Factor one: It is evident that many Americans were given pause by the disgusting, racist, anti-American rants of Obama’s former pastor, Rev. Jeremiah Wright. While it is quite likely that Obama believed an unequivocal denunciation of Wright would cost him black voters he couldn’t afford to lose, there is a general consensus (among all but the most dedicated Obama devotees) that he should have been far less equivocal in his reaction to Wright, and later James Meeks, another race-baiting Chicago area black pastor. Despite Obama having remained a media darling for some time thereafter, the situation continued to deteriorate as more of his questionable associations became known and people in his camp (including wife Michelle) continued to voice problematic sentiments.
Factor two: As time wore on, Obama’s statements became increasingly implausible and his general comportment un-presidential, smacking of insecurity, annoyance and empty bluster.
“And the notion that somehow as a consequence of me knowing somebody who engaged in detestable acts 40 years ago, when I was 8 years old, somehow reflects on me and my values doesn’t make much sense.”
– Barack Obama, on his association with Weather Underground terrorist William Ayers, Associated Press, April 20, 2008
No? Would it reflect on his values if he had associated with a neo-Nazi who bombed black churches and synagogues, beat blacks and Jews and had the deaths of three people on his head? It would appear that here, the candidate holds the view that Ayers’ heinous criminal acts were acceptable since they were committed in the spirit of ’60s radicalism, something the far left appreciates but which mainstream America definitely does not.

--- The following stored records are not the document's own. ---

PR #8250, opened 2024-01-09
Implement Mountains, Rocks and Trees placing in Editor

Districh-ru:
This PR adds Mountains, Rocks and Trees objects placing in Editor.
The object selection dialog will be improved later.

mountains

forests

rocks

### DIFF
--- a/src/fheroes2/dialog/dialog_selectitems.cpp
+++ b/src/fheroes2/dialog/dialog_selectitems.cpp
@@ -1131,11 +1131,20 @@ int Dialog::selectDwellingType( const int dwellingType )
     return selectObjectType( dwellingType, objectInfo.size(), listbox );
 }
 
-int Dialog::selectMountainType( const int dwellingType )
+int Dialog::selectMountainType( const int mountainType )
 {
     const auto & objectInfo = Maps::getObjectsByGroup( Maps::ObjectGroup::LANDSCAPE_MOUNTAINS );
 
     DwellingTypeSelection listbox( objectInfo, { 420, fheroes2::Display::instance().height() - 180 }, _( "Select Mountain Object:" ) );
 
-    return selectObjectType( dwellingType, objectInfo.size(), listbox );
+    return selectObjectType( mountainType, objectInfo.size(), listbox );
+}
+
+int Dialog::selectTreeType( const int treeType )
+{
+    const auto & objectInfo = Maps::getObjectsByGroup( Maps::ObjectGroup::LANDSCAPE_TREES );
+
+    DwellingTypeSelection listbox( objectInfo, { 420, fheroes2::Display::instance().height() - 180 }, _( "Select Tree Object:" ) );
+
+    return selectObjectType( treeType, objectInfo.size(), listbox );
 }
--- a/src/fheroes2/dialog/dialog_selectitems.cpp
+++ b/src/fheroes2/dialog/dialog_selectitems.cpp
@@ -1544,6 +1544,15 @@ int Dialog::selectMountainType( const int mountainType )
     return selectObjectType( mountainType, objectInfo.size(), listbox );
 }
 
+int Dialog::selectRockType( const int rockType )
+{
+    const auto & objectInfo = Maps::getObjectsByGroup( Maps::ObjectGroup::LANDSCAPE_ROCKS );
+
+    DwellingTypeSelection listbox( objectInfo, { 420, fheroes2::Display::instance().height() - 180 }, _( "Select Rock Object:" ) );
+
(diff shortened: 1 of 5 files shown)


src/fheroes2/dialog/dialog_selectitems.cpp
```diff
@@ -1534,3 +1534,30 @@ void Dialog::selectMineType( int32_t & type, int32_t & color )
         display.render( area );
     }
 }
+
+int Dialog::selectMountainType( const int mountainType )
+{
+    const auto & objectInfo = Maps::getObjectsByGroup( Maps::ObjectGroup::LANDSCAPE_MOUNTAINS );
+
+    DwellingTypeSelection listbox( objectInfo, { 420, fheroes2::Display::instance().height() - 180 }, _( "Select Mountain Object:" ) );
```
ihhub, line 1542: Since we use the same list for all these types should we rename it to `GenericObjectTypeSelection`?

ihhub (commented):
Hi @Districh-ru , in general everything looks good. I left one question here. Could you please check it?

Branikolog:
Hi, @Districh-ru 
Is it intended that stumps belong to the "Trees" category?
The "Miscellaneous" category has stumps drawn on the icon, so it's rather confusing, this object is included in different category. Or is this just a problem of not well fitting icon for miscellaneous?
image

src/fheroes2/dialog/dialog_selectitems.cpp
Districh-ru: Sure, lets do it.

Districh-ru:
> Hi, @Districh-ru Is it intended that stumps belong to the "Trees" category? The "Miscellaneous" category has stumps drawn on the icon, so it's rather confusing, this object is included in different category. Or is this just a problem of not well fitting icon for miscellaneous? 

Hi, @Branikolog, all these icons are temporary and we may change them while populating new objects.
The stumps are cut trees (and in original game and editor are called "Dead Tree") to IMHO they belong to Trees category.
For the Miscellaneous objects a new icon will be used in a new PR:

изображение

ihhub (approved):

Branikolog (approved):
Nice work!
I have only concerns about one tree object passability, but it fully replicates the OG. Maybe those tiny difference in trees height matters in the way hero can pass around it.
image

Anyway, have no other questions regarding anything in this PR. 👍

ihhub:
@Districh-ru , many thanks for this amazing work!

Districh-ru:
> Nice work! I have only concerns about one tree object passability, but it fully replicates the OG. Maybe those tiny difference in trees height matters in the way hero can pass around it. image
> 
> Anyway, have no other questions regarding anything in this PR. 👍

@Branikolog, as I noticed the 1 tile height objects have different passability vs 2 tile high objects. So sometime almost the same objects have a little different passability:
изображение

We can discuss the passability improvements later. But IMHO we should to keep all passabilities for the original maps. And it wouldn't be good if we have different passability for the same objects for different map types. I may confuse players.

Branikolog:
Hi, @Districh-ru 

>We can discuss the passability improvements later.

Sure!

>But IMHO we should to keep all passabilities for the original maps. And it wouldn't be good if we have different passability for the same objects for different map types. I may confuse players.

I agree, but me personally and many other players (I believe) expect the same passability for the objects, that are 95% identical visually. 

That orc hut height difference introduced in just a couple of pixels is barely noticeable, but passability is different. The same story with the trees from my screenshot above: they have identical size and looks, but the rules for passing are different. That bothers me more, than keeping the original rules.
I'm 99% sure, if you show those trees and huts even to an old and devoted H2 player - he will be sure, the passing rules are the same for these objects.
If I'm mistaken, and the original passing rules for these different objects are obvious and predictable for all players, I will gladly agree to keep it as it is. :) 
I understand, that rules work according to exact object height, but sometimes similar objects behave differently and that's not really user friendly, especially considering the amount of such similar objects. :)

Districh-ru:
I totally agree that the same objects should have the same passability.
But for upper the tile passability, fixed for the green hills, we can change the "layer" of the objects (is it on the ground or it is over the ground). For the trees and orc hut the passability can not be fixed by changing the object data in editor object presets. This passability is set by the engine: low (1 tile height) objects has different passability vs tall objects.
If we change such passabilities in the engine then it will also change the passability for such objects for all original maps. And doing this we need to be sure that we will not break any map made by the original editor.
So we we can not quickly do such change. :(

Branikolog:
@Districh-ru 

I'm not insisting on doing such changes at all or forcing them as fast as possible.
Just pointing that out for the future "friendliness" of the game and the editor. :)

“Barack Obama said she [Clinton] would probably win but he hoped to keep it close in Tuesday’s voting.”
– “Obama Predicts Clinton Win in Pennsylvania,” AP, April 21, 2008
Apparently Obama has never heard the expression “leading with the chin.” The alleged intricacies of politics notwithstanding, the lack of prudence in this statement (to put it politely) was positively glaring. Whether he believed it or not is immaterial.

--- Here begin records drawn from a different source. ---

PR #8253, opened 2024-01-10
Fixed accidental map scrolling after exiting castle/hero screen.

### LINKED ISSUE #2333: Adventure screen, left-clicking the "EXIT" button in the castle screen near the edge of the screen should not activate moving the adventure map with the "arrow" cursor
In fheroes2, left-clicking the "EXIT" button in the castle screen near the edge of the screen should not activate moving the adventure map with the "arrow" cursor.

Moving the adventure map with the "arrow" cursor should only be activated by moving the mouse to the edge of the screen from the adventure screen.

This flaw is also present in the original game.

Independently of this problem, it would also be nice to be able to set a delay before moving the adventure map with the "arrow" cursor (for example in the file "fheroes2.cfg").

In fheroes2:

Exit window near edge 01_0-96

dood-apo:
Added a flag to indicate that fast scroll is disabled, re-enabling it once the cursor leaves the borders.

Fix #2333


src/fheroes2/system/settings.h
```diff
@@ -220,6 +225,11 @@ class Settings
         game_difficulty = difficulty;
     }
 
+    void SetFastScroll( const bool enable )
```
ihhub, line 228: Settings class is not the place to store a temporary variable for runtime stuff. Please revert all changes in this file.

**GameArea** is the class responsible for scrolling. So this is the correct place to store some data. However, hero and castle screen windows can be open also from Kingdom Overview dialog so your changes most likely will break some logic in these cases.

We need to make sure that both screen are open only from Adventure Map and apply the conditions approapriately.

src/fheroes2/game/game_startgame.cpp
```diff
@@ -1153,6 +1153,12 @@ fheroes2::GameMode Interface::AdventureMap::HumanTurn( const bool isload )
             fastScrollRepeatCount = 0;
         }
 
+        // re-enable fast scroll once the cursor leaves the border area
+        if ( !isScrollLeft( le.GetMouseCursor() ) && !isScrollRight( le.GetMouseCursor() ) && !isScrollTop( le.GetMouseCursor() )
+             && !isScrollBottom( le.GetMouseCursor() ) ) {
+            Settings::Get().SetFastScroll( true );
+        }
```
ihhub, line 1160: Please use a single Adventure Map ROI and check if the cursor within this area rather than doing 4 calls that are much more expensive to execute. Moreover, since the whole logic for stopping and allowing scrolling is done within this method why don't we store a needed variable here?

ihhub (changes requested):
Hi @dood-apo , I put 2 comments here. Could you please take a look at them?

src/fheroes2/system/settings.h
dood-apo: Migrated the fast scroll state handling to `GameArea` and reverted changes mage to `settings.h`.

Regarding the kingdom overview case - I don't think we need any additional logic. Fast scroll gets disabled upon clicking "exit" on any of the 3 screens: hero, castle, kingdom overview (that last case was missed in the initial PR). It gets reenabled once we are on the world map and the cursor is in any place on the screen except the fast scroll borders. So even if disabling fast scroll wasn't needed (we came to hero screen from overview) it doesn't hurt.

src/fheroes2/game/game_startgame.cpp
dood-apo: I have also limited the cursor checks to 2 from 4. Since the areas vulnerable to "exit into scroll" bug are right and bottom borders only, we don't need to worry about left and up.

dood-apo:
> Hi @dood-apo , I put 2 comments here. Could you please take a look at them?

Hey @ihhub. Addressed your comments and added some improvements. Waiting for the second round of the review.

src/fheroes2/castle/castle_dialog.cpp
```diff
@@ -404,6 +406,9 @@ Castle::CastleDialogReturnValue Castle::OpenDialog( const bool openConstructionW
             if ( le.MouseClickLeft( buttonExit.area() ) || Game::HotKeyCloseWindow() ) {
                 result = CastleDialogReturnValue::Close;
 
+                // disable fast scroll for resolutions where the exit button is directly above the border
```
ihhub, line 409: Please start all comments with a capital letter. It will be easier to read them :)

src/fheroes2/game/game_startgame.cpp
```diff
@@ -1153,6 +1153,11 @@ fheroes2::GameMode Interface::AdventureMap::HumanTurn( const bool isload )
             fastScrollRepeatCount = 0;
         }
 
+        // re-enable fast scroll once the cursor leaves the vulnerable parts of the border area
+        if ( !isScrollRight( le.GetMouseCursor() ) && !isScrollBottom( le.GetMouseCursor() ) ) {
```
ihhub, line 1157: I am not sure that we need to cover the whole right and bottom part of the Adventure Map. For instance, a player can just move the cursor to the middle of bottom part of the screen and they would expect scrolling to work. Should we take into an account the area of the exit button plus some extra area?

ihhub (changes requested):
Hi @dood-apo, I left several comment in this pull request. Can you please take a look at them?

src/fheroes2/game/game_startgame.cpp
dood-apo: Sure, I can take a look into it.

src/fheroes2/gui/interface_gamearea.h
```diff
@@ -290,6 +300,7 @@ namespace Interface
         bool _mouseDraggingInitiated;
         bool _mouseDraggingMovement;
         bool _needRedrawByMouseDragging;
+        bool _fastScroll;
```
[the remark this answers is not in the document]
dood-apo: `_isFastScrollEnabled` perhaps? We haven't used the form "scrolling" yet.

dood-apo:
Hey @ihhub , I'm ready for the next round.

src/fheroes2/gui/interface_base.h
```diff
@@ -110,6 +110,14 @@ namespace Interface
             return cursorPos.y >= display.height() - BORDERWIDTH;
         }
 
+        static bool isFastScrollVulnerableArea( const fheroes2::Point & cursorPos )
```
ihhub, line 113: What if we set the area within `setFastScrollStatus()` call (we should rename then the method) since we know the area for a button being pressed? In this case we will avoid having any hardcoded values.

ihhub: Expanding the idea: we can simply store `fheroes2::Rect` without the need of the boolean variable. Then instead of
```cpp
if ( scrollPosition != SCROLL_NONE && _gameArea.isFastScrollEnabled() ) {
```
we can do
```cpp
if ( scrollPosition != SCROLL_NONE && _gameArea.getNoScrollArea() != fheroes2::Rect() ) {
```
(a very bad name, we need to think about it).

Then the code:
```cpp
if ( !isFastScrollVulnerableArea( le.GetMouseCursor() ) ) {
    _gameArea.setFastScrollStatus( true );
}
```

will look like:
```cpp
if ( !( _gameArea.getNoScrollArea() & le.GetMouseCursor() ) ) {
    _gameArea.setNoScrollArea( {} );
}
```

dood-apo: Hey @ihhub , that's a very disciplined approach and is definitely quite elegant in defining the precise area. However by getting more precise we are shooting ourselves in the foot in my opinion.

For example the exit button on hero dialog is tall and thin and only barely overlaps with the right scroll area. If we implement it to care only about that overlapping area (which would be ~2 px wide!) then a minimal twitch to the right with the mouse will trigger scrolling. I think this is not what we want.

Now when I think more about it, I think I liked the most version with disabling bottom and right scroll borders completely. It is the most streamlined approach (easier to understand this behavior from the user perspective then the pixel perfect approach or the 0.6 and 0.8 multiplier approach). If you exit the dialog straight to the scroll area, then it does not trigger scrolling. You need to leave and re-enter the scroll area to enable it. This seems reasonable for me.

What do you think?

ihhub: Hi @dood-apo , hardcoding the solution to specific sides of a screen might not be the best solution. For instance, a player can have this resolution:
image

As you can see the EXIT button in castle window is very far from the edges. Then a player clicks on the button and tries to scroll using their Android device. The scrolling won't work. Therefore I proposed to use the button area as reference. We can simply expand it by 1 button height lower and by half of the button width to the right and to the left.

Please correct me if I am wrong.

dood-apo: Hey @ihhub , my understanding is that it wouldn't behave as you described, regardless if the user operates with the touchscreen or mouse.

In your scenario as soon as EXIT is clicked, this code in the main loop fires (because the EXIT is not above the borders, so is not in the area vulnerable to the fast scroll bug):
```
// Re-enable fast scroll once the cursor leaves the vulnerable parts of the border area.
if ( !isScrollRight( le.GetMouseCursor() ) && !isScrollBottom( le.GetMouseCursor() ) ) {
    _gameArea.setFastScrollStatus( true );
}
```

So the scrolling possibility is reenabled instantly in this case. I don't have an android device to test it, but I've verified on Windows using only touchscreen on my notebook.

> hardcoding the solution to specific sides of a screen might not be the best solution

I don't think we are hardcoding here. We're just saying:

1. If you've just left the dialog by clicking EXIT we are disabling the fast scroll feature (ability to hover over borders to trigger "classic" homm2 scroll). To be specific only disabling it on right and bottom borders, but that is just an optimization.
2. Back to the main loop: if the cursor position is **not** on those borders, we reenable the ability to use the fast scroll feature. In the example you have shown it will happen **immediately** so practically speaking the fast scroll would not be disabled at all.

ihhub:
Hi @Branikolog , can you please test this pull request and give your feedback as we have a debate which way is better :)

Branikolog:
Hi, @ihhub and @dood-apo 

From a usability point I personally (as a player) prefer scrolling being initiated after cursor just changed its position just a bit being already located on the scrolling edge, rather than coming back to the central area and returned to the edge again. There could be some cases, when player can close the castle window and just instantly wants to scroll to the right, but with the current implementation it doesn't work. So player needs to return cursor back and then slide to right once again.

https://github.com/ihhub/fheroes2/assets/55348946/76fc7b17-603c-4873-86c0-9ed086d6eaa3

If we allow to initiate scrolling just when cursor changes the position (for some predefined distance around 3-5pxs) then user can just slide to right and once cursor changes its position vertically (let's assume, that horizontal change is insufficient, as cursor could be too close to the edge) the scrolling proceeds. A human being could hardly perform a strict horizontal move with his arm, so scrolling would be inevitably initiated just after the cursor is going to be shifted vertically enough.
With the current implementation user slides to right, nothing happens, then he moves cursor out of the screen edge and slides to the edge again, which is uncomfortable in my opinion.

I'm also not sure, why do we limit such logic only for two borders?
The same approach I suggest implementing for all screen edges, as player can exit the castle with a hot key when cursor is too close to the one of all 4 edges:

https://github.com/ihhub/fheroes2/assets/55348946/d7500283-82f2-4eea-b450-13faace64ad6

dood-apo:
> There could be some cases, when player can close the castle window and just instantly wants to scroll to the right, but with the current implementation it doesn't work. So player needs to return cursor back and then slide to right once again

Correct, that was the idea. But I think it is a fair point, that we should be able to reenable the disabled scrolling also by going even closer to the screen edge with the cursor (without the need of reentering the game area). However I think we should not initiate it if the movement is done in the direction away from the screen edge. What do you think @Branikolog ?

> I'm also not sure, why do we limit such logic only for two borders?

At first it was implemented on all 4. @ihhub pointed out that 4 checks are costly, so I limited their number to borders I thought  are affected. I simply missed the hotkey scenario, thanks for bringing that up.

dood-apo:
Hey @Branikolog , please check if the current behavior is what you would expect from the user perspective.

Branikolog:
Hi, @dood-apo !

I've made a couple of tests.
The left and the upper edges work as expected: after closing castle window and moving cursor along the edges the scrolling is initiated and not initiated if we slowly move cursor out of the edges. 👍 
But for the right and bottom edges the scrolling is not initiated if castle window was closed while cursor was on the most right (or bottom) position.

https://github.com/ihhub/fheroes2/assets/55348946/8ece5090-4334-476c-b792-b88fed73c6ec

dood-apo:
Hi @Branikolog , thanks for such a thorough testing!

> for the right and bottom edges the scrolling is not initiated if castle window was closed while cursor was on the most right (or bottom) position

Fixed that one.

I've also realized that the case of dismissing the dialogs by hotkeys broaden the scope of this bug. With the latest commits I think I've addressed all the cases:
1. Hero dialog
2. Castle dialog
3. All dialogs brought up by the interface buttons
4. All dialogs brought up by hotkeys (eg. 'S' save or 'E' end turn when heroes can still move)

Branikolog:
@dood-apo 

If we're going to apply this logic to all game dialogs, I suggest adding diplomacy and battle results dialogs into the list too.
image

image

Branikolog (approved):
@ihhub 
Than I don't found any more issues as with the changes of this PR scrolling works fine.

@dood-apo 
Thanks for fixing the problem!

dood-apo:
> If we're going to apply this logic to all game dialogs, I suggest adding diplomacy and battle results dialogs into the list too.

While we are at it we should add to the list "week of the creature", countdown to capture a town, signs and story related popups :)
But yeah, this can be addressed in a separate PR.

dood-apo:
Actually I think all the other dialogs (diplomacy, windmills, signs, etc.) can be addressed quite easily. I can hook up to `HotKeyCloseWindow` (or maybe even `HotKeyPressEvent` - interrupting the ongoing scroll with any keypress seems reasonable to me) method and always disable scrolling there. This should cover all the cases when the cursor is on the border and we are dismissing a dialog (any dialog) with a hotkey.

@Branikolog , @ihhub , what do you think?

src/fheroes2/gui/interface_gamearea.cpp
```diff
@@ -936,6 +939,75 @@ void Interface::GameArea::SetScroll( int direct )
...
+void Interface::GameArea::setFastScrollStatus( const bool enable )
+{
+    _isFastScrollEnabled = enable;
+    _resetMousePositionForFastScroll = true;
+}
+
+bool Interface::GameArea::mouseIndicatesFastScroll( const fheroes2::Point & mousePosition )
+{
+    const fheroes2::Display & display = fheroes2::Display::instance();
+    constexpr int DEADZONE = 3;
```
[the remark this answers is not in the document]
Districh-ru: Hi, @dood-apo.
And one other suggestion: we can use int32_t to fully match the type of `x` and `y` in `fheroes2::Point` structure:
```suggestion
    constexpr int32_t deadZone= 3;
```

dood-apo:
@Districh-ru addressed your comment.
@Branikolog can you please check if the current implementation covers all the dialog types, when you have time?

Districh-ru (approved):
I like the way it works. Well done, @dood-apo.
And thanks for your contribution to the project!

ihhub (approved):

ihhub:
@dood-apo , thank you so much for this fix!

Worse for Obama, some of his former associates – Rev. Wright in particular – are using their newfound notoriety to advance the scope of their influence and their coffers. It doesn’t matter to them if Obama equivocated when he threw them under the bus. They are out for themselves, as they always were, and if Obama has no more use for them, well …
Now that Hillary Clinton is “back in the race,” as the pressure mounts, the question appears to be one of how to keep Obama’s foot out of his mouth, nevermind the zombified skeletons that insist upon lurching out of his closet. His insult to middle America with the “guns and religion” comment was followed up with two more verbal faux pas: The first, his equivocal apology, and second, his response to Hillary Clinton’s accusations of elitism. Obama maintained that he couldn’t be an elitist since he was raised by a single mother on food stamps. Certainly Americans have seen enough examples of “rags-to-riches-to-disconnected elite” to prove the gross fallacy of that statement.
Under stress, Obama cannot seem to avoid insulting Americans’ intelligence. This is, of course, a trait of the far left: They honestly believe that most of us are dense.
Sen. Obama ought not to count on amelioration of that stress or pressure. With the last primaries coming up and the necessity for the presumptive Republican nominee, John McCain, to begin taking shots, it’s only going to get worse.